A December 15, 2017 news item on ScienceDaily highlights cystic fibrosis research being done in Germany,

Around one in 3,300 children in Germany is born with Mucoviscidosis [cystic fibrosis; CF]. A characteristic of this illness is that one channel albumen on the cell surface is disturbed by mutations. Thus, the amount of water of different secretions in the body is reduced which creates a tough mucus. As a consequence, inner organs malfunction. Moreover, the mucus blocks the airways. Thus, the self regulatory function of the lung is disturbed, the mucus is colonized by bacteria and chronic infections follow. The lung is so significantly damaged that patients often die or need to have a lung transplant. The average life expectancy of a patient today is around 40 years. This is due to medical progress. Permanent treatment with inhaled antibiotics play a considerable part in this. The treatment can’t avoid the colonization by bacteria completely but it can keep it in check for a longer period of time. However, the bacteria defend themselves with a development of resistance and with the growth of so-called biofilms underneath the layer of mucus, which mostly block off the bacteria in the lower rows like a protective shield.

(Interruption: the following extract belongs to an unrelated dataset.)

PR #105, opened 2023-07-26
Add SessionInfo.local_address and clarify value of system_address and

### LINKED ISSUE #98: gnsi.accounting.SessionInfo is lacking in various ways
I presume the local/remote fields are for the connection that triggered the accounting message.

system_address should either be local_address, matching local_port, or both system_address and local_address should exist, the latter being the address that the client used as the destination address (which could be any interface on the device).  These fields might hold the same address, which is fine, and clearly having the loopback ("system address") of the device (or VRF) is useful.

A complex way to the Pathogens

Scientists of the Friedrich Schiller University Jena, Germany succeeded in developing a much more efficient method to treat the airway infections which are often lethal. Crucial are nanoparticles that transport the antibiotics more efficiently to their destination….

A December 15, 2017 Friedrich Schiller University Jena press release (also on EurekAlert), which originated the news item, expands on the theme,

“Typically, the drugs are applied by inhalation in the body. Then they make a complicated way through the body to the pathogens and many of them don’t make it to their destination,” states Prof. Dr Dagmar Fischer of the chair for Pharmaceutical Technology at the University of Jena, who supervised the project together with her colleague Prof. Dr Mathias Pletz, a pulmonologist and infectious diseases physician, from the Center for Infectious Diseases and Infection Control at the Jena University Hospital. The project was supported by the Deutsche Forschungsgemeinschaft. First of all, the active particles need to have a certain size to be able to reach the deeper airways and not to bounce off somewhere else before. Ultimately, they have to penetrate the thick layer of mucus on the airways as well as the lower layers of the bacteria biofilm.

Nanoparticles travel more efficiently

To overcome the strong defense, the researchers encapsulated the active agents, like the antibiotic Tobramycin, in a polyester polymer. Thus, they created a nanoparticle which they then tested in the laboratory where they beforehand had simulated the present lung situation, in a static as well as in a dynamic state, i. e. with simulated flow movements. Therefore Pletz’s research group had developed new test systems, which are able to mimick the situation of the chronically infected CF-lung. The scientists discovered that their nanoparticle travels more easily through the sponge-like net of the mucus layer and is finally able to kill off the pathogens without any problems. Moreover, an additionally applied coating of polyethylenglycol makes it nearly invisible for the immune system. “All materials of a nanocarrier are biocompatible, biodegradable, nontoxic and therefore not dangerous for humans,” the researcher informs.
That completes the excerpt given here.